Comment va lise? témoignage de Catherine Vidal psychologue EN, membre de CoSE suite
Bilan des 4 années d’arrêt des écrans et du suivi psychologique
Rappelez-vous, en septembre 2020, Lise avait un comportement similaire à celui d’un enfant TSA lorsqu’elle était rentrée en petite section de maternelle : elle ne rentrait pas en communication avec les autres enfants, ni avec les adultes, elle ne soutenait pas le regard et semblait ne pas écouter quand on lui parlait (elle semblait être dans sa bulle). Elle répépait la fin des phrases qu’elle entendait (écholalie) et des mots d’anglais comme “yellow, yellow” qu’elle répétait joyeusement sans raison apparente. Elle riait, parlait et chantait toute seule, Ses réactions étaient exacerbées à la moindre frustration (colères, pleurs…).
L’histoire de Lise: Témoignage de la maman et de la psychologue de l’école: 3 années d’observation cliquer ici
par CoSE le 16 juin 2023
L’adaptation au milieu scolaire étant très compliqué, l’enseignante avait conseillé dès la fin du premier mois d’école de prendre rendez-vous avec la psychologue de l’école.
Lors du premier entretien, la psychologue interrogeant la maman sur l’environnement de l’enfant dès sa naissance, met en évidence une surexposition précoce et excessive aux écrans (dès ses 5 mois, plus de 4 heures par jour puis toute la journée d’éveil de l’enfant).
L’hypothèse qu’un syndrome EPEE (Exposition Précoce et Excessive aux Ecrans) soit à l’origine des troubles est tout de suite évoqué et la suppression totale et immédiate des écrans est conseillée à la maman qui comprend et adhère à la proposition. A la place des écrans, Lise sera désormais stimulée par des interactions humaines, des jeux, des promenades…
Durant 4 années, Lise sera suivie par la psychologue de l’école pour réajuster la guidance parentale, elle sera évaluée trois fois par des tests psychométriques (WPPSI-4 et WISC-V) et sera aidée aussi par le RASED.

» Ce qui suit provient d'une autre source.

PR #647, opened 2019-05-03
Disable share and send record button on onClick event

zainab-amir:
Due to a known issue in get_or_create() method that states that if uniqueness is not enforced at the database level for the kwargs used in a get_or_create call, this method is prone to a race-condition which can result in multiple rows with the same parameters being inserted simultaneously.

Following changes are added:
* a unique_together constraint on ProgramCertRecord
* disable send and share button after onClick event to avoid concurrent requests and enable them once the modal is closed

[PROD-197](https://openedx.atlassian.net/browse/PROD-197)
[stackoverflow for react disable button](https://stackoverflow.com/a/47824795)


schenedx:
@mikix Do you mind do a quick review on this PR? I don't really have records knowledge as well as you do

credentials/apps/records/models.py
```diff
@@ -48,6 +48,7 @@ def __str__(self):
 
     class Meta(object):
         verbose_name = "Shared program record"
+        unique_together = ('program', 'user')
```
mikix: This was intentionally not done at the time we were building this feature.

We wanted to leave open the possibility of multiple shares. Maybe with different parameters to come later (like "share a version with less details"). Or maybe having multiple URL shares that you could control / delete separately (have one URL to give MIT, another to give your boss or something).

This was speculative. But we figured we'd keep the logic about "one public record per user per program" outside of the DB at the time. That said, we haven't built those features and probably don't have them on the horizon?

So sure, add a unique_together if you feel like that would help with data integrity. Can always remove it later.

PR #665, opened 2019-08-07
WIP:Changed logout from get to post

adeelehsan:
whenever user logout from IDA's he
will be redirected to confirm logout
url on lms witout logging out from IDA's.
Once user confirms logout then we'll logout
from all IDA's and lms.

learner-5252


staubina:
@adeelehsan, Is this PR still in development? Should we close it?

Dès l’arrêt complet des écrans, son comportement devient plus gérable à l’école et le syndrome pouvant faire penser à un TSA s’amenuise.
Questionnaire Q-CHAT utilisé à 3 reprises pour évaluer les troubles de Lise
Résultats du test psychométrique WPPSI-4
WPPSI-4 | JUIN 2021 4 ans 1 mois | MARS 2023 5 ans 10 mois | Différence / résultats 2021 / 2023 |
Compréhension verbale | déficitaire | normale | + 26 points |
Visuospatial | déficitaire | limite | + 8 points |
Raisonnement fluide | limite | limite | + 3 points |
Mémoire de travail | déficitaire | normale | + 40 points |
Vitesse de travail | déficitaire | déficitaire | + 12 points |
QIT | déficitaire | normal-faible | + 24 points |
Ces 2 évaluations psychométriques à 4,1 ans et 5,10 ans montrent que Lise a évolué positivement sur le plan cognitif :
A 4 ans, elle ne comprenait pas les questions posées et ne pouvait pas résoudre de problème de son âge. Son QIT était déficitaire de manière homogène. On relevait la persistance d’écholalie.

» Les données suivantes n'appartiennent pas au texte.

PR #673, opened 2019-09-13
Retired program credential is showing on dashboard

uzairr:
### Description
Currently, if a learner is enrolled in a course-run which is a part of a retired program then that retired program start appearing on program dashboard.Once the program is retired,it must not be shown on the program dashboard in any case.

### DIFF
--- a/credentials/apps/records/tests/test_views.py
+++ b/credentials/apps/records/tests/test_views.py
@@ -140,7 +140,6 @@ class RecordsViewTests(SiteMixin, TestCase):
 
     @ddt.data(
         (Program.ACTIVE, True),
-        (Program.RETIRED, True),
         (Program.DELETED, False),
         (Program.UNPUBLISHED, False),
     )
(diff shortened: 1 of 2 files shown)


credentials/apps/records/tests/test_views.py
```diff
@@ -140,7 +140,6 @@ def test_help_url(self):
 
     @ddt.data(
         (Program.ACTIVE, True),
-        (Program.RETIRED, True),
```
mikix: Probably makes more sense to switch True to False, eh?

credentials/apps/records/views.py
```diff
@@ -280,7 +280,7 @@ def get_context_data(self, **kwargs):
 
 class RecordsView(RecordsListBaseView):
     def _get_programs(self):
-        return self._programs_context(include_empty_programs=False, include_retired_programs=True)
+        return self._programs_context(include_empty_programs=False)
```
mikix: So this was a very specific product requirement at the time we built the learner records feature. Will a learner lose access to their record of grades and completion once a program is retired? That seems bad.

Has Product been looped into this ticket? I don't think they would want this change.

uzairr: Thanks @mikix for your review.
Would you please add your concern on this ticket: https://openedx.atlassian.net/browse/PROD-596
There is also a discussion about this change on its linked CR ticket.

CC: @fysheets @waheedahmed

PR #683, opened 2019-10-03
Update the key of the course_run object from uuid to key

schenedx:
Update the key to reference the course_run copy of the data in discovery service.

Credentials Pull Request
---

### DIFF
--- a/credentials/apps/catalog/utils.py
+++ b/credentials/apps/catalog/utils.py
@@ -25,9 +25,9 @@ def parse_organization(site, data):
 def parse_course_run(course, data):
     course_run, _ = CourseRun.objects.update_or_create(
         course=course,
-        uuid=data['uuid'],
+        key=data['key'],
         defaults={
-            'key': data['key'],
+            'uuid': data['uuid'],
             'title_override': data['title'] if data['title'] != course.title else None,
             'start': data['start'],
             'end': data['end'],


schenedx:
@kdmccormick, @MichaelRoytman and @mikix please review

mikix:
Hmm, yeah. The unique constraint for CourseRun in course-discovery is simply `('key', 'draft')` -- which for your non-draft purposes is simply `key`.

So the unique together for credentials of `('course', 'uuid')` (that I probably wrote?) is being optimisitic that discovery will enforce something it doesn't actually promise to.

As for what credentials *should* use for a unique together...  It's complicated by the fact that credentials can technically point to multiple course-discovery services via microsites. So it can't simply say `key` itself. Which is why the CourseRun unique_together is the oddly phrased `('course', 'uuid')` -- and then courses are themselves unique for a site.

Anyway, yeah I agree with Kyle that you should only ever pass unique_together elements in as kwargs to update_or_create. So maybe update the unique_together for CourseRun to use `('course', 'key')`?

**Alternative**
There are only 20 UUIDs that are mucked up in course-discovery, all from ~2017 (except for one from 2019 but only because it got accidentally deleted and re-installed in db -- I bet it's originally from 2017). Maybe investigate and then ask devops to manually fix whatever we decide is wrong with them.

Looks like someone was making re-runs (or renaming runs?) with a bad process:

```
select count(id), group_concat(`key`) from course_metadata_courserun where draft = false group by `uuid` having count(id) > 1;
+-----------+-------------------------------------------------------------------------------------+
| count(id) | group_concat(`key`)                                                                 |
+-----------+-------------------------------------------------------------------------------------+
|         2 | course-v1:ASUx+ECN211x+2177A,course-v1:ASUx+ECN211x+2171B                           |
|         2 | course-v1:DelftX+EX101SPx+1T2018,course-v1:DelftX+EX101x+1T2018                     |
|         2 | course-v1:GTx+MGT6203x+1T2018,course-v1:GTx+MGT6203x+2T2017                         |
|         2 | course-v1:UC3Mx+IT.1.2x+1T2018,course-v1:UC3Mx+IT.1.2-ESx+1T2018                    |
|         2 | course-v1:IMFx+FPP.1x_AR+2T2017,course-v1:IMFx+FPP.1x+2T2017                        |
|         2 | course-v1:Microsoft+DAT215.5x+4T2017,course-v1:Microsoft+DAT215.5x+5T2017           |
|         2 | course-v1:UAMx+GenEvolx+1T2017,course-v1:UAMx+GenEvolx+2T2017                       |
|         2 | course-v1:DavidsonX+MedGen101x+3T2016,course-v1:DavidsonNext+CME_MedGen101x+3T2016  |
|         2 | course-v1:UC3Mx+IT.1.1-ESx+1T2018,course-v1:UC3Mx+IT.1.1x+1T2018                    |
|         2 | course-v1:JuilliardX+JCx001+2T2017,course-v1:JuilliardX+JX001x+3T2017               |
|         2 | course-v1:UAMx+QuijoteENx+2T2017,course-v1:UAMx+QuijoteENx+1T2017                   |
|         2 | course-v1:MITx+CITE101x+2T2017,course-v1:MITx+CITE101x+1T2017                       |
|         2 | course-v1:MITProfessionalX+ENX_Fake+3T2016,course-v1:MITx+ENx+2016_3T               |
|         2 | course-v1:UTAustinX+UT.WTCS.15.01x+2T2017,course-v1:UTAustinX+UT.WTCS.14.01x+2T2017 |
|         2 | course-v1:UC3Mx+IT.1.3-ESx+2T2018,course-v1:UC3Mx+IT.1.3x+2T2018                    |
|         2 | course-v1:GTx+CSE88803x+2T2017,course-v1:GTx+CSE6250+2T2017                         |
|         2 | course-v1:IcelandX+UOI001X+1T2018a,course-v1:UIcelandX+UOI001X+1T2018a              |
|         2 | course-v1:TUMx+QPLS3x+2T2018,course-v1:TUMx+QPLS3x+2T_2018                          |
|         2 | course-v1:TUMx+QPLS2x+2T_2018,course-v1:TUMx+QPLS2x+2T2018                          |
|         2 | course-v1:DelftX+EX102SPx+1T2018,course-v1:DelftX+EX102x+1T2018                     |
+-----------+-------------------------------------------------------------------------------------+
20 rows in set (0.51 sec)
```

mikix:
(Or you could land a patch that makes uuid fields editable, fix them, then undo that patch -- to avoid bothering devops)

kdmccormick:
@mikix I like the idea of cleaning up Discovery to solve the issue -- as the central course metadata repo, IDAs should be able to trust Discovery data.

I'm trying to think of a unique_together constraint that we could put on all the draft-enabled models in Discovery to keep the DB clean going forward. Records with a draft could be protected with `('uuid', 'draft_version')` because of the one-to-oneness of of `draft_version`, but I'm not sure what constraint would work for records without a draft.

mikix:
> Edit: After cleaning up the DB, would a unique_together of ('uuid', 'draft') on CourseRun work?

Yes. It would also follow what Course does (it has separate unique_togethers for uuid and key).

The one theoretical wrinkle is Site support. So in theory, the same exact course run could be offered in two Sites? But that is in practice not allowed today because runs have unique keys even across Sites according to the unique_together. So... Might as well also guarantee the uuid across Sites.

That mismatch is annoying to me. We have `partner` in the unique_together for Courses, thus completely partitioning the courses between partners. We should either do that for both courses and runs or neither.

But we wouldn't be making the situation worse by adding the uuid constraint today.

kdmccormick:
Based on the RR, it looks like we could add `(uuid, draft)` as a constraint on `Course` as well. Whether the code supports that constraint, I'm not sure.
```
mysql> select count(id), group_concat(uuid) from course_metadata_course where draft = false group by uuid having count(id) > 1;
Empty set (0.02 sec)
```

mikix:
> Based on the RR, it looks like we could add (uuid, draft) as a constraint on Course as well

Oh sorry, it already has that. That's what I was trying to say with `It would also follow what Course does (it has separate unique_togethers for uuid and key).`

kdmccormick:
@mikix I mean that we could possibly remove the `partner` partitioning from `Course`: https://github.com/edx/course-discovery/blob/master/course_discovery/apps/course_metadata/models.py#L697-L700

mikix:
> So ('partner', 'uuid', 'draft') would become ('uuid', 'draft').

Ah ah got you, sorry. Yeah... I kinda like the idea of partitions, but yeah. I know at edx.org, we are going away from Sites in general. So less need for a partition.

kdmccormick:
I don't have a strong feeling about partitions... but I feel weird about duplicating UUID across active records. Maybe the data model is off? If the same Course can be shared between several partners, shouldn't Course have just have a many-to-many relationship with Partner, but remain unique on UUID?

mikix:
Yeah I think you are right - I don't have historical context for the current setup. I just know that you *can* partition, so assumed it was an intentional feature. But we are clearly not using it (and can't really, case run keys would conflict).

So let's simplify and remove the partitioning...?

schenedx:
@kdmccormick and @mikix Thank you for all of those comments. 
I created a CR ticket for this problem as well. See https://openedx.atlassian.net/servicedesk/customer/portal/9/CR-1311
Reading what you guys said, is it correct that I should just close this PR?

kdmccormick:
@schenedx That is a good ticket, but I think it's also important to add the uniqueness constraints to prevent this from happening again in the future, and tightening `Course`'s (and maybe other course_metadata models') uniqueness constraints to prevent a similar problem there. I'm not sure whose backlog the work belongs in, though.

schenedx:
@kdmccormick Go ahead and create a jira ticket against the Educator project. If we found home about it after some conversation, we can always move. It's more important at this point to just record down the needed system change. We shall find the owner of that change later.

kdmccormick:
https://openedx.atlassian.net/browse/EDUCATOR-4717

PR #704, opened 2019-11-12
Rename start and end fields (4.2/4)

pwnage101:
This is the 4.2th stage of renaming the start and end fields of
CourseRun to start_date and end_date.

This release ONLY removes the old columns via migration.  Note that this
does not include removing the django model fields corresponding to the
old columns.

DE-1708

See also: https://github.com/edx/credentials/pull/703


credentials/apps/catalog/models.py
```diff
@@ -56,10 +56,6 @@ class CourseRun(TimeStampedModel):
     start_date = models.DateTimeField(null=True, blank=True, db_index=True)
     end_date = models.DateTimeField(null=True, blank=True, db_index=True)
 
-    # TODO: delete these two fields during the last stage of rolling out the field renames.
```
schenedx: My experience is, this is wrong.
You should first check in this change on this file, but do not merge in the migration file.
Then you release this django code change out.
Then the last PR is to merge in the migration file and then deploy that.

pwnage101: Yes, I have actually ordered the two PRs (4.1 and 4.2) in that way, but in this PR I included the commit from the previous PR so that I can simply merge it without rebasing.  In retrospect, doing so was unnecessary since the two changes are in different files.

schenedx: Is it the case that in production right now, you already have the state of the code is no longer there, but the migration file is not yet run? You basically reverted too aggressively?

A 5 ans et 10 mois, certains secteurs du développement cognitif commençaient à évoluer : la compréhension verbale devenait normale mais le raisonnement visuospatial et le raisonnement fluide restaient en deçà de ce qui était attendu à son âge. La mémoire de travail était dans la norme mais la vitesse du traitement restait déficitaire.
Dernière évaluation psychométrique (WISC-V, mai 2024) à la fin du CP. Lise a 7 ans :
Elle est souriante, calme, attentive et concentrée lors de l’examen psychologique. Elle s’oriente correctement dans le temps, elle lit et comprend ce qu’elle lit (niveau mi-CP). Son écriture est de belle qualité (niveau mi-CP). Les dessins sont un peu immatures mais la différence entre les sexes et les générations des différents personnages de la famille est bien marquée.
Résultats du WISC-V :
- Indice de compréhension verbale: 95 (87-105) Normal
- Indice visuospatial: 92 (85-100) Normal
- Indice de raisonnement fluide: 97 (91-103) Normal
- Indice de mémoire de travail: 82 (75-93) Normal faible
- Indice de vitesse de traitement: 86 (79-97) Normal faible
- QIT: 91 (85-98) homogène, valide Normal
- Résultats dans la norme des enfants du même âge.
Conclusion
L’histoire de Lise illustre parfaitement ce que la surexposition aux écrans dès les premiers mois de la vie provoque en termes de blocage du développement cognitif et de retard dans le développement psychoaffectif.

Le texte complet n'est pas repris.